=== WHAT YOU HAVE TO DO ===
Using the records below, write out again exactly the lines that begin at the line containing "Your suggestion is" and end at the line containing "Fixed in #51, released in 2.4.0", and no other lines.

*** DATA TO USE ***

PR #47, opened 2018-03-30
add `--pid-file` `--daemon` options when start gruf

NaixSpirit:
## What? Why?
add `--pidfile` and `--daemon` options, so we can use bundle exec grpc -d -P [YOUR_PID_FILE] to make the gruf server daemonized.

## How was it tested?

rspec

### DIFF
--- a/lib/gruf/cli/executor.rb
+++ b/lib/gruf/cli/executor.rb
@@ -21,6 +21,8 @@ module Gruf
     # Handles execution of the gruf binstub, along with command-line arguments
     #
     class Executor
+      attr_reader :opts
+
       ##
       # @param [Hash|ARGV]
       #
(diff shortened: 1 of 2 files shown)


lib/gruf/cli/executor.rb
```diff
@@ -62,9 +72,40 @@ def setup!
...
-        Gruf.server_binding_url = opts[:host] if opts[:host]
-        Gruf.use_default_interceptors = false if opts.suppress_default_interceptors?
-        Gruf.backtrace_on_error = true if opts.backtrace_on_error?
+        Gruf.server_binding_url = @opts[:host] if @opts[:host]
+        Gruf.use_default_interceptors = false if @opts.suppress_default_interceptors?
+        Gruf.backtrace_on_error = true if @opts.backtrace_on_error?
+      end
+
+      def daemonize
+        return if !@opts.daemon?
```
splittingred: It'd be better if we just didn't call this method if daemonizing isn't passed

NaixSpirit:
Thanks for your reply and sorry for my poor English.
Your suggestion is correct, Basically the intention is to remove the service management logic from the container and have it as part of the infrastructure

Issue #49, opened 2018-05-11
Gruf logs `Grpc::InvalidArgument` as an error rather than info


pedelman:
When utilizing the Gruf request logger, when the service raises a `Grpc::InvalidArgument`, Gruf is marking that as an `error` severity.

I consider `InvalidArgument` to be more of an "allowed" or "expected" behavior, and shouldn't be logged at such a severity. I propose we would handle this error as `info` level.

```rb
fail!(:bad_request, :bad_request, 'Bad Request')
```

Code that determine the log severity: [lib/gruf/interceptors/instrumentation/request_logging/interceptor.rb#L52-L58](https://github.com/bigcommerce/gruf/blob/master/lib/gruf/interceptors/instrumentation/request_logging/interceptor.rb#L52-L58)

splittingred:
Fixed in #51, released in 2.4.0

PR #51, opened 2018-05-24
fix(platform): GRUF-49 Interpret InvalidArguments as info, not errors.

gbanuel:
## What? Why?
Fixes issue #49, returns as INFO for InvalidArguments

## How was it tested?
See spec. Assume we return as INFO if we raise InvalidArgument exception.

### DIFF
--- a/CHANGELOG.md
+++ b/CHANGELOG.md
@@ -4,9 +4,9 @@ Changelog for the gruf gem. This includes internal history before the gem was ma
 
 ### 2.4.0
 
-- Added three log levels: warn, info, error, mapped to explicit sets of GRPC error codes [#49]
-- Override log levels supplying info_level_codes, warn_level_codes, and error_level_codes in options of Interceptor constructor
-- Non-explicitly mapped error codes will be treated as :error level
+- Added a hash of error log levels to Interceptor class, mapping error code to level of logging to use.
+- To override the level of logging per error response, provide a map of codes to log level in options, key :log_levels. 
+- Default is :error log level.
 
 ### 2.3.0
 
--- a/CHANGELOG.md
+++ b/CHANGELOG.md
@@ -2,6 +2,12 @@ Changelog for the gruf gem. This includes internal history before the gem was ma
 
 ### Pending release
 
+### 2.4.0
+
+- Added three log levels: warn, info, error, mapped to explicit sets of GRPC error codes [#49]
+- Override log levels supplying info_level_codes, warn_level_codes, and error_level_codes in options of Interceptor constructor
+- Non-explicitly mapped error codes will be treated as :error level
+
 ### 2.3.0
 
 - Add Gruf::Interceptors::ClientInterceptor for intercepting outbound client calls
--- a/lib/gruf/interceptors/instrumentation/request_logging/interceptor.rb
+++ b/lib/gruf/interceptors/instrumentation/request_logging/interceptor.rb
@@ -14,7 +14,6 @@
 # OTHERWISE, ARISING FROM, OUT OF OR IN CONNECTION WITH THE SOFTWARE OR THE USE OR OTHER DEALINGS IN THE SOFTWARE.
 #
 require 'socket'
-require 'pry'
 require_relative 'formatters/base'
 require_relative 'formatters/logstash'
 require_relative 'formatters/plain'
--- a/lib/gruf/interceptors/instrumentation/request_logging/interceptor.rb
+++ b/lib/gruf/interceptors/instrumentation/request_logging/interceptor.rb
@@ -14,6 +14,7 @@
 # OTHERWISE, ARISING FROM, OUT OF OR IN CONNECTION WITH THE SOFTWARE OR THE USE OR OTHER DEALINGS IN THE SOFTWARE.
 #
 require 'socket'
+require 'pry'
 require_relative 'formatters/base'
 require_relative 'formatters/logstash'
 require_relative 'formatters/plain'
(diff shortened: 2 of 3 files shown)


zvuki:
How about other code?
```
The following status codes are never generated by grpc library:

INVALID_ARGUMENT
NOT_FOUND
ALREADY_EXISTS
FAILED_PRECONDITION
ABORTED
OUT_OF_RANGE
DATA_LOSS
```

splittingred:
@zvuki Technically those _are_ unsuccessful requests, IMO, whereas `InvalidArgument` usually implies an invalid input on behalf of the user through a validation.

zvuki:
@splittingred if you consider them in terms of http response codes, I think they all fall into 4XX - client-side errors

splittingred:
Do you all think we should log those codes as INFO then?

- INVALID_ARGUMENT - I think this is OK to, as it's validation-centric
- NOT_FOUND - Generally this is accepted as an actual error (404), but I could see an argument that this is expected behavior for the service.
- ALREADY_EXISTS - I could see this being perceived as an error (conflict) or not (uniqueness validation)
- FAILED_PRECONDITION - This is a server error, usually dealing with system state, and IMO should be logged as ERROR
- ABORTED - This is a concurrency/network error and should be ERROR
- OUT_OF_RANGE - This is generally an error dealing with pagination from a client request. I could see this either way.
- DATA_LOSS - This is a server/network error and should be logged as ERROR

So the following to me need discussion:
- INVALID_ARGUMENT
- NOT_FOUND
- ALREADY_EXISTS
- OUT_OF_RANGE

Thoughts? @pedelman @zvuki @gbanuel

pedelman:
Imo since it seems like there will be some subjectivity, maybe we should just allow the user to define for each grpc error type, what log level they prefer.

Otherwise maybe something like;

INFO

```
INVALID_ARGUMENT
NOT_FOUND
ALREADY_EXISTS
OUT_OF_RANGE
```

ERROR

```
DATA_LOSS
ABORTED
FAILED_PRECONDITION
```

splittingred:
I'm wondering if there's a way we can make this configurable instead. @gbanuel - why don't we create an option for the request logging interceptor to pass in an array of grpc status code classes that it considers info-level. We can default to this setup (using [this list for reference](https://github.com/grpc/grpc-go/blob/master/codes/codes.go)):

```ruby
{
  error_codes: [GRPC::Unknown, GRPC::Internal, GRPC::DataLoss, GRPC::FailedPrecondition, GRPC::Unavailable, GRPC::DeadlineExceeded, GRPC:: Canceled],
  info_codes: [GRPC::Ok, GRPC::InvalidArgument, GRPC::NotFound, GRPC::AlreadyExists, GRPC::OutOfRange],
  warn_codes: [GRPC::Unauthenticated, GRPC::PermissionDenied]
}
```

I think we fallback to ERROR if the status code isn't mapped.
And then just check to see if the resulting status is one of those, and log the appropriate level. Thoughts all?

gbanuel:
Sounds good to me. The interceptor constructor will have an option to override the error map that will be part of the Error class. If not included, the Error class defined mapping will be followed as described above.

tpietsch:
maybe log metrics on the client OR server on what status codes are being sent that way large swings can be easily seen. If a deploy causes tons of not-founds/invalid arg something is prob broken and should be alerted on or otherwise.

splittingred:
> maybe log metrics on the client AND/OR server on what status codes are being sent that way large swings can be easily seen

FYI, this is done through the StatsD interceptor - so no need to do that here.

lib/gruf/interceptors/instrumentation/request_logging/interceptor.rb
```diff
@@ -49,12 +56,20 @@ def call
...
-            if result.successful?
-              type = options.fetch(:success_log_level, :info).to_sym
+            # Fetch from options if they have been supplied else default to internally defined mappings...
+            info_level_map = options.fetch(:info_level_codes, LOG_LEVEL_MAPS[:info_level_codes])
+            warn_level_map = options.fetch(:warn_level_codes, LOG_LEVEL_MAPS[:warn_level_codes])
+            error_level_map = options.fetch(:error_level_codes, LOG_LEVEL_MAPS[:error_level_codes])
+
+            type = :error
+            status_name = result.message_class_name
+            if result.successful? || info_level_map.include?(result.message.class)
```
pedelman: Any reason to check `successful?` here since we can just check if the response status is in the info_level_map?

lib/gruf/interceptors/instrumentation/request_logging/interceptor.rb
```diff
@@ -49,12 +56,20 @@ def call
...
+              type = :info
               status_name = 'GRPC::Ok'
```
pedelman: Do we still need this line?

lib/gruf/interceptors/instrumentation/request_logging/interceptor.rb
gbanuel: I was trying to prevent any code depending on that from failing. The successful flag previously was the only toggle between :error and :info. Now there's :warn. Anyone using this code as before should see it behave the same. That is, any successful result, regardless of specific code will still work as before. Since, however, we are augmenting the version, we can ignore it and make sure to note that in the change log, and just go by the response status. I'll make the correction.

lib/gruf/interceptors/instrumentation/request_logging/interceptor.rb
```diff
@@ -37,6 +37,13 @@ class InvalidFormatterError < StandardError; end
         #
         class Interceptor < ::Gruf::Interceptors::ServerInterceptor
 
+          # Default mappings of codes to log levels...
+          LOG_LEVEL_MAPS = {
```
pedelman: I wonder if it would be better to store a map of gRPC status code to log level. Right now in the code, we need to first create a mapping of the level to a list of status codes, this means whenever we want to look up a status code, we need to potentially loop over the entire list of status codes. For the case of looking up an error, I need to first loop over all the info, then all the warn, then (potentially) all the errors.

It also means that if I want to override the behavior of a single status code, I don't need to re-define ALL the status codes which might be in that group.

gbanuel: Correct on two fronts. I went with @splittingred 's suggestion of the hash of arrays. But this does force you to redefine them all to ensure that a code doesn't exist in multiple levels. A map per each is less elegant at first sight but a lot more efficient, both for lookup and replacement.

gbanuel:
I've left the check for "successful" as it will break tests to remove. Second, as I understand this code, an intercepted call can either be "successful" or some level of not. If yes, use OK and info, as this is what clients may expect. Everything else is some level of error.

CHANGELOG.md
```diff
@@ -2,6 +2,12 @@ Changelog for the gruf gem. This includes internal history before the gem was ma
 
 ### Pending release
 
+### 2.4.0
+
+- Added three log levels: warn, info, error, mapped to explicit sets of GRPC error codes [#49]
+- Override log levels supplying info_level_codes, warn_level_codes, and error_level_codes in options of Interceptor constructor
```
pedelman: I think this still needs updating

PR #52, opened 2018-06-08
Add logging for unhandled exceptions

mattolson:
## What? Why?
* We have good error handling in the request logging interceptor, but if an unhandled exception occurs, we don't currently log it.
* This adds logging with extended debug information, but preserves the behavior of what we send back to the client.

## How was it tested?
* Added a `fail` in one of my rpc handlers, saw the log message using the configured logger.

### DIFF
--- a/lib/gruf/controllers/base.rb
+++ b/lib/gruf/controllers/base.rb
@@ -73,6 +73,7 @@ module Gruf
       rescue GRPC::BadStatus
         raise # passthrough
       rescue StandardError => e
+        Gruf.logger.error "Unhandled #{e.class.name}: #{e.message} #{e.backtrace.join("\n")}"
         set_debug_info(e.message, e.backtrace) if Gruf.backtrace_on_error
         error_message = Gruf.use_exception_message ? e.message : Gruf.internal_error_message
         fail!(:internal, :unknown, error_message)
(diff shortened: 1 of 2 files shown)


lib/gruf/controllers/base.rb
```diff
@@ -73,6 +73,7 @@ def call(method_key, &block)
       rescue GRPC::BadStatus
         raise # passthrough
       rescue StandardError => e
+        Gruf.logger.error "Unhandled #{e.class.name}: #{e.message} #{e.backtrace.join("\n")}"
```
splittingred: So I think this should go into the RequestLogging interceptor, and not here. You likely just need to rescue and re-raise StandardError there.

splittingred: Also - you may want to truncate the backtrace to the last 5-8 lines, so it's not huge.

mattolson: This is a global exception handler for all code including any other interceptors that may be added, so I think it's useful to have it here...

splittingred: Right, but having it here makes it not easily configurable (as opposed to the interceptor) or overridable in how logs are made. I'd rather push as much logging to the interceptors themselves to allow them to be fully configurable.

mattolson: If I could guarantee that this error handler were the outermost interceptor, we could put all of this rescue logic there. What do you think about that? Create a new interceptor that is at the outermost layer, and move the begin...rescue logic there...

splittingred: @mattolson So you can do that today! Interceptor runtime is controlled entirely from configuration: https://github.com/bigcommerce/gruf#configuring-interceptors

They execute in a FIFO manner, so you can manage this as you want.

PR #54, opened 2018-07-31
Set exception message for Gruf::Client::Error

jasondoc3:
## What?

This PR sets the `message` attribute on instances of `Gruf::Client::Error` (when possible).

Before:

```rb
begin
  raise Gruf::Client::Error, { 'code' => 'internal', 'message' => 'An error occurred' }
rescue => e
  puts e.message
end

=> Gruf::Client::Error
```

After:
```rb
begin
  raise Gruf::Client::Error, { 'code' => 'internal', 'message' => 'An error occurred' }
rescue => e
  puts e.message
end

=> 'GRPC Internal: An error occurred'
```

## Why?

Error services (such as [Sentry](https://sentry.io/)) use the exception's message to more effectively group exceptions. If the message is always `Gruf::Client::Error`, different exceptions are improperly grouped together under the same event.

## How was it tested?

The specs + using a monkey patch on a service

### DIFF
--- a/lib/gruf/client.rb
+++ b/lib/gruf/client.rb
@@ -49,6 +49,23 @@ module Gruf
       #
       def initialize(error)
         @error = error
+        super(error_message)
+      end
+
+      private
+
+      ##
+      # Format the exception message
+      #
+      # @return [String] A formatted exception message
+      #
+      def error_message
+        if @error.is_a?(Hash) && @error.key?('code') && @error.key?('message')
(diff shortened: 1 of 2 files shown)


jasondoc3:
Thanks @splittingred for the detailed explanation and feedback. It makes a lot of sense! I will rescue `Gruf::Client::Error` in my application's code and re-raise a domain specific error + message.

PR #55, opened 2018-08-03
Safer configuration of RpcServer options

mattolson:
## What? Why?
* To more effectively separate Gruf::Server options from GRPC::RpcServer options,
  add a new configuration called rpc_server_options which contains just the known
  params for the RpcServer constructor.
* We still allow users to pass these in through Gruf.server_options, but that should
  be considered deprecated going forward.
* A side effect of this is that we are providing a proper default for pool_keep_alive
  which is set incorrectly by default in the grpc library. See https://github.com/grpc/grpc/pull/16240
  for details.

## How was it tested?
`bundle exec rspec`


lib/gruf/server.rb
```diff
@@ -31,10 +31,10 @@ class ServerAlreadyStartedError < StandardError; end
     ##
     # Initialize the server and load and setup the services
     #
-    # @param [Hash] options
+    # @param [Hash] opts
     #
-    def initialize(options = {})
-      @options = options || {}
+    def initialize(opts = {})
+      @options = opts || {}
```
splittingred: If you're going to change this name here, can you change to `@options` or `opts` on L46 below

mattolson:
I have updated the change log and the readme, but I don't think we need it in the upgrade guide because this change is backward compatible.

PR #56, opened 2018-08-07
PEN-855: Add monitoring of grpc server

mattolson:
## What? Why?
* GRPC::RpcServer does not expose events such as RESOURCE_EXHAUSTED
  or UNIMPLEMENTED to the interceptor chain or the application code
  other than through log messages.
* To allow for enhanced instrumentation by applications, especially
  in the case of thread pool exhaustion (which is critical to monitor),
  add a subclass that allows us to call an event listener when these
  or other critical events occur.
* Note that since we are digging into the internals a bit, we need
  to watch the evolution of the GRPC::RpcServer class. I tried to make
  this as light as possible, only working with methods that are unlikely
  to change.
* This subclass is only used if the caller sets `event_listener_proc`
  in the Gruf configuration.
* With this change, applications can instrument every case where the
  server rejects a request due to an exhausted thread pool, or when
  a method is unimplemented.

## How was it tested?
* Built an app that uses the local copy of gruf
* Added an event listener proc that increments a counter in statsd when the thread pool is exhausted
* Set the thread pool size to 1
* Fired off many concurrent requests and observed the events in statsd


splittingred:
This looks good.

Can you update the CHANGELOG?

PR #59, opened 2018-08-14
PEN-858: Handle GRPC::Core::CallError

mattolson:
## What? Why?
* Under load, and especially when thread pool is exhausted, the grpc library sometimes throws `GRPC::Core::CallError`. We should send a valid error response to the client in this case, rather than crash the process. We already have handling for this, but only if the exception inherits from `StandardError`, but `CallError` does not.
* Remove Thread.abort_on_exception. We should not crash the server if a thread has an unhandled exception. Rather, we should make sure our global error handler sends a valid error response to the client.

```
irb(main):004:0> GRPC::Core::CallError.is_a? StandardError
=> false
```

## References
* ["call#run_batch failed somehow"](https://github.com/grpc/grpc/blob/c50405364a194a0e4931153cbe329662d90530bc/src/ruby/ext/grpc/rb_call.c#L854)
* [PR where this was fixed for bidi but not unary calls](https://github.com/grpc/grpc/pull/14922/files)

## How was it tested?
* Built a grpc app with a simple health endpoint
* Wrote a client that sends traffic to that endpoint, with a deadline of 250ms
* Set `GRPC_SERVER_POOL_SIZE` to 1 to trigger thread pool exhaustion
* Observed `call#run_batch failed somehow` and process crash
* Ran again with these changes, and now we send a proper grpc error 13 response instead of crashing


splittingred:
:+1: Can you bump version to `2.4.2.pre` and also update the CHANGELOG.md?

lib/gruf/controllers/base.rb
```diff
@@ -71,8 +71,8 @@ def call(method_key, &block)
           send(method_key, &block)
         end
       rescue GRPC::BadStatus
-        raise # passthrough
-      rescue StandardError => e
+        raise # passthrough, to be caught by Gruf::Interceptors::Timer
+      rescue GRPC::Core::CallError, StandardError => e # CallError is not a StandardError
```
pedelman: Can we return `:grpc_call_error` as the second arg to the `fail!` method? Its not really an unknown error, it is a GRPC::CallError

mattolson: We would have to duplicate the error handling for CallError just for that, which I don't think is worth it. In this case, the error message that comes back should be sufficient to explain the error.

***

=== TASK OUTPUT ===
Your suggestion is correct, Basically the intention is to remove the service management logic from the container and have it as part of the infrastructure

Issue #49, opened 2018-05-11
Gruf logs `Grpc::InvalidArgument` as an error rather than info


pedelman:
When utilizing the Gruf request logger, when the service raises a `Grpc::InvalidArgument`, Gruf is marking that as an `error` severity.

I consider `InvalidArgument` to be more of an "allowed" or "expected" behavior, and shouldn't be logged at such a severity. I propose we would handle this error as `info` level.

```rb
fail!(:bad_request, :bad_request, 'Bad Request')
```

Code that determine the log severity: [lib/gruf/interceptors/instrumentation/request_logging/interceptor.rb#L52-L58](https://github.com/bigcommerce/gruf/blob/master/lib/gruf/interceptors/instrumentation/request_logging/interceptor.rb#L52-L58)

splittingred:
Fixed in #51, released in 2.4.0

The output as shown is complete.